Follow the remediation guidance to fix the high-impact issues (missing alt text, form labels, contrast, keyboard navigation). Most developers can address 80% of violations in a day or two.

3

Enable continuous monitoring ($29/month)

Catch regressions and new violations automatically as your site evolves. This is the part that keeps you compliant over time — something a one-time audit or overlay can't match.

4

Supplement with manual testing for critical pages

For your highest-traffic pages (homepage, checkout, key forms), invest in focused manual testing with a screen reader. This can be done in-house or via a targeted audit ($2,000–$5,000).

This approach costs roughly $348–$5,000 in the first year (vs AudioEye's $2,388–$9,588), produces permanent code improvements, builds internal accessibility competence, and aligns with the regulatory direction. It's better for your users, better for your budget, and better for your long-term compliance posture.

Frequently Asked Questions

Is AudioEye worth it in 2026?

For most businesses, no. At $199–$799/month, AudioEye is significantly more expensive than code-based alternatives while still relying on JavaScript DOM manipulation rather than fixing your source code. AudioEye customers continue to face ADA lawsuits, and regulatory trends favor code-based approaches. For small to mid-size businesses, automated scanning services like RatedWithAI ($29/month) provide better compliance value at a fraction of the cost.

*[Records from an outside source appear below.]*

PR #3712, opened 2022-10-25
fix(e2e): updated and fix  loans e2e

G9000:
- Include sorting test in the loans e2e 
- add liquidity e2e  fix

Fixes #

#### Developer Checklist:

- [ ] Unit tests*
- [x] Added e2e tests*
- [ ] Added translations*

### DIFF
--- a/mobile-app/cypress/e2e/functional/wallet/loans/loans.spec.ts
+++ b/mobile-app/cypress/e2e/functional/wallet/loans/loans.spec.ts
@@ -42,7 +42,9 @@ function checkTokensSortingOrder(
             .invoke("text")
             .then((text) => {
               const secondVal = text.split("% Interest")[0];
-              expect(Number(firstVal)).to.be.lessThan(Number(secondVal));
+              expect(Number.parseInt(firstVal)).to.be.lessThan(
+                Number.parseInt(secondVal)
+              );
             });
         });
       break;
@@ -55,7 +57,9 @@ function checkTokensSortingOrder(
             .invoke("text")
             .then((text) => {
               const secondVal = text.split("% Interest")[0];
-              expect(Number(firstVal)).to.be.greaterThan(Number(secondVal));
+              expect(Number.parseInt(firstVal)).to.be.greaterThan(
+                Number.parseInt(secondVal)
+              );
             });
         });
       break;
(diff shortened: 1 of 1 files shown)


pierregee (approved):

mobile-app/cypress/e2e/functional/wallet/loans/loans.spec.ts
```diff
@@ -42,7 +42,9 @@ function checkTokensSortingOrder(
             .invoke("text")
             .then((text) => {
               const secondVal = text.split("% Interest")[0];
-              expect(Number(firstVal)).to.be.lessThan(Number(secondVal));
+              expect(Number.parseInt(firstVal)).to.be.lessThan(
+                Number.parseInt(secondVal)
```
lykalabrada, line 46: Hello, I happen to be working on loans e2e as well and saw similar issue here. This change will just parse numbers like `1,234` to `1`. 
I think what we need to address is the comma inside string before parsing into a number:
`Number("1,234") -> NaN`

G9000: Hi @lykalabrada thanks for pointing out. But from my investigation, it does work to some extent. But let me know if you found much more accurate implementation. I also not so sure
Screenshot 2022-10-26 151108
Screenshot 2022-10-26 151302

lykalabrada: Hmm yes this solution works for our current use case, but if in the future the data changed and we somehow got something like values `5 ≈ 5` and `1,000 ≈ 1` then this will fail.
I'm thinking, since having comma inside the value is the root cause of this NaN issue:
image

Then maybe we can remove the comma and parse to number:
```suggestion
              const value = text.split("$")[1];
              const secondVal = value.replace(/,/g, "");
              expect(Number(firstVal)).to.be.lessThan(Number(secondVal));
```

P.S. Issue is intermittent on current main branch. I don't know why but sometimes the value got commas and sometimes it doesn't have😖

G9000: @lykalabrada tested yes that will work too. Anyway since you working on the loans e2e perhaps we could close this PR  and combine it with yours since it is a small adjustment on the files.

How much does AudioEye cost?

AudioEye pricing: Essentials at $199/month, Advanced at $399/month, and Assurance at $799/month. Annual plans offer roughly 20% discounts. Enterprise pricing is custom. The Essentials plan covers basic scanning and automated fixes; Advanced adds human expert remediation; Assurance adds litigation support and VPAT documentation.

Can you still get sued with AudioEye installed?

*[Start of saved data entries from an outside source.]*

PR #3729, opened 2022-10-27
fix(ui-ux): remove decimalScale for NumberFormat

veralygit:
This PR is to remove all decimalScale in NumberFormat and use BigNumber(value).toFixed()
this is because the decimalScale prop cant be customized and always round the values down
using BigNumber(value).toFixed() will enable consistent rounding and decimal places

Fixes #
1. Removed decimalScale in NumberFormats. For NumberFormats with different decimalScale dp and value dp toFixed() will be using the smaller value dp 
2. fix linting issues by removing unused props/variables and adding ListRenderItemInfo<> to resolve FlatList prop type error

#### Additional comments?:

Some decimalScale removal (eg NumberRowV2) needs a larger reformat due to if decimalScale prop or value prop dp is lower. The lower dp will take precedence. Some $ value and token value are sharing the same NumberFormat so it is difficult to fix the dp to 8 or 2 as the dp differs based on $ value or token value 

For `InfoRow.tsx, InputHelperText.tsx, NumberRow.tsx, BidHistoryItem.tsx, InfoSection.tsx, NumberRowWithConversion.tsx, VaultSectionTextRowV2.tsx, NetworkDetails.tsx, NumberRowV2.tsx, VaultSectionTextRowV2.tsx` unable to verify on the UI toFixed() the dp or if they have the same behaviour as NumberRowV2. Keeping the decimalScale in these files  

#### Developer Checklist:

- [ ] Unit tests*
- [ ] Added e2e tests*
- [ ] Added translations*


mobile-app/app/screens/AppNavigator/screens/Loans/components/LoanCards.tsx
```diff
@@ -572,10 +574,9 @@ function LoanCard({
             </ThemedText>
           </View>
         )}
-        value={currentPrice}
+        value={getPrecisedCurrencyValue(currentPrice)}
```
kyleleow, line 577: let's revert this change since it has been applied in line 550

mobile-app/app/screens/AppNavigator/screens/Portfolio/screens/ConvertScreen.tsx
```diff
@@ -481,7 +478,7 @@ function ConversionResultCard(props: {
             </ThemedTextV2>
           )}
           thousandSeparator
-          value={props.totalTargetAmount}
+          value={BigNumber(props.totalTargetAmount).toFixed(8)}
```
kyleleow, line 481: let's revert this, rounding has been applied at parent component

mobile-app/app/screens/AppNavigator/screens/Loans/components/LoanCards.tsx
veralygit: reverted

lykalabrada (approved):

kyleleow (approved):

mobile-app/cypress/e2e/functional/wallet/auctions/auctions_bid_with_multiple_wallet.spec.ts
```diff
@@ -7,6 +7,8 @@ import {
   generateBlockUntilLiquidate,
 } from "../../../../support/walletCommands";
 
+BigNumber.set({ ROUNDING_MODE: BigNumber.ROUND_DOWN });
```
thedoublejay, line 10: I think there's a way for cypress to run this before all tests. Not sure

thedoublejay: Or does it makes sense to add it on all files?

thedoublejay (changes requested):

mobile-app/cypress/e2e/functional/wallet/auctions/auctions_bid_with_multiple_wallet.spec.ts
veralygit: Was unable to find a way for cypress to run the config at the start. Tested the configurations if is not added to the files BigNumber would not round down

mobile-app/App.tsx
```diff
@@ -67,6 +68,8 @@ export default function App(): JSX.Element | null {
     wallet_toast: (toast: ToastProps) => <WalletToast toast={toast} />,
   };
 
+  BigNumber.set({ ROUNDING_MODE: BigNumber.ROUND_DOWN });
```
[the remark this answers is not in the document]
veralygit: updated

Yes. AudioEye customers have been named in ADA lawsuits despite having AudioEye installed. The company even offers a "Litigation Support Package" on its highest tier, which implicitly acknowledges the lawsuit risk. Courts have not recognized any overlay or DOM-manipulation approach as equivalent to genuine WCAG source code compliance.

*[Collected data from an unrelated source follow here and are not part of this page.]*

PR #3788, opened 2022-11-22
Upgrading Tailwind CSS

### LINKED ISSUE #1968: upgrade to `tailwind@3.0.0`

platno:
It upgrades Tailwind CSS and Tailwind RN

[Fixes #1968](https://github.com/DeFiCh/wallet/issues/1968)

#### Additional comments?:
Still Work in progress, using this PR to share approach, so we can comment it.
Need to fix getting colors, fonts and some unit tests.

#### Developer Checklist:

- [ ] Unit tests*
- [ ] Added e2e tests*
- [ ] Added translations*


mobile-app/app/tailwind.ts
```diff
@@ -45,30 +45,27 @@ const fonts = {
...
+  tailwind: (...args: Argument[]) => { [key: string]: string },
+  getColor: (colorClassName: string) => string;
+} {
+  const tailwind = useTailwind();
+  
+  const getStyles = (...args: Argument[]) => {
+    return tailwind(classNames(args));
+  };
 
-/**
```
thedoublejay, line 56: Can we keep the comments here? It helps for new joiners

package.json
```diff
@@ -18,7 +18,9 @@
     "cypress:open": "cypress open",
     "cypress:run": "cypress run --headless --browser chrome",
     "react-devtools:open": "react-devtools",
-    "translation:missing": "ts-node shared/translations/reporter/index.ts"
+    "translation:missing": "ts-node shared/translations/reporter/index.ts",
+    "build:tailwind": "cd ./mobile-app/app && tailwindcss --input ./input.css --output ./tailwind.css --no-autoprefixer && tailwind-rn --input ./tailwind.css --output ./tailwind.json",
+		"dev:tailwind": "cd ./mobile-app/app && concurrently \"tailwindcss --input ./input.css --output ./tailwind.css --no-autoprefixer --watch\" \"tailwind-rn --input ./tailwind.css --output ./tailwind.json --watch\""
```
thedoublejay, line 23: Formatting problems

thedoublejay (changes requested):
Approach looks great. Nice work. 

Some comments:
1. This migration will break this CI action. I think we can just remove this. This validation runs to check if the generated styles.json is the same when generating it from CI. To prevent differences that might cause bugs. - https://github.com/DeFiCh/wallet/actions/runs/3520506533/jobs/5918488212

2. Need to update the PR title to follow semantic commits, you may refer to other PRs

3. Haven't personally tested it. Will wait for you to complete all TODOs.

mobile-app/app/tailwind.ts
```diff
@@ -1,74 +1,55 @@
...
- * Please do not edit this file.
- *
- * If you want to use extend tailwind, please edit 'tailwind.config.js' and run 'npx create-tailwind-rn'
- * in this directory after you have edited the file.
- */
-const created = create({ ...styles, ...fonts });
+  const getColor = (colorClassName: string) => {
```
platno, line 33: @thedoublejay This one is little bit hack, BUT proper solution would require a lot of changes in our components, which I would recommend to do in next iteration

mobile-app/app/input.css
```diff
@@ -0,0 +1,51 @@
+@tailwind utilities;
+
+.font-light {
```
platno, line 3: @thedoublejay This one is little bit hack, BUT proper solution would require a lot of changes in our components, which I would recommend to do in next iteration

platno:
> 1. This migration will break this CI action. I think we can just remove this. This validation runs to check if the generated styles.json is the same when generating it from CI. To prevent differences that might cause bugs. - https://github.com/DeFiCh/wallet/actions/runs/3520506533/jobs/5918488212

I will check how this is done, we need to check now is tailwind.json generated properly

> 3. Haven't personally tested it. Will wait for you to complete all TODOs.

I finalised all TODOs.

mobile-app/app/input.css
thedoublejay: Can you explain a bit what is the approach of this "hack"? And what would it take for future iterations

thedoublejay:
@platno Have you tried running it on an actual mobile device? To see if it works and no crashes?

platno:
> Have you tried running it on an actual mobile device? To see if it works and no crashes?

There was one CSS issue on iPhone, showing only white screen after splash screen.
It is fixed now, so App on iPhone looks OK.
I do not have Android device to do check there.

mobile-app/app/input.css
platno: Proper fix would be adding font family and weight in config
https://tailwindcss.com/docs/font-family
https://tailwindcss.com/docs/font-weight
And to use tailwind classes in our components.

Currently we have custom style classes that combine font family and weight into one class name.

So, this "hack" is adding fonts classes into root CSS file and being able to use them without changing components.

thedoublejay: Thanks for explaining, i'll create a placeholder ticket for now - https://github.com/DeFiCh/wallet/issues/3810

What's the difference between AudioEye and accessiBe?

AudioEye takes a hybrid approach with human experts involved in the remediation process, while accessiBe relies primarily on AI-powered overlay automation. AudioEye is generally more technically substantive. However, both use JavaScript DOM manipulation rather than fixing source code. accessiBe was fined $1 million by the FTC in 2025; AudioEye has faced shareholder lawsuits alleging misleading compliance claims.

Does AudioEye fix source code issues?

No. AudioEye injects JavaScript that modifies the DOM at runtime — adding ARIA labels, modifying heading structures, and adjusting elements in the browser. Your actual HTML source code remains unchanged. If AudioEye's JavaScript fails to load or you cancel the service, all fixes disappear instantly.

What happened with AudioEye's shareholder lawsuits?

AudioEye faced class-action shareholder lawsuits (consolidated 2022–2023) alleging the company made misleading statements about its technology's effectiveness and inflated compliance capabilities. Shareholders claimed AudioEye's representations that its technology could make websites fully ADA-compliant were materially false.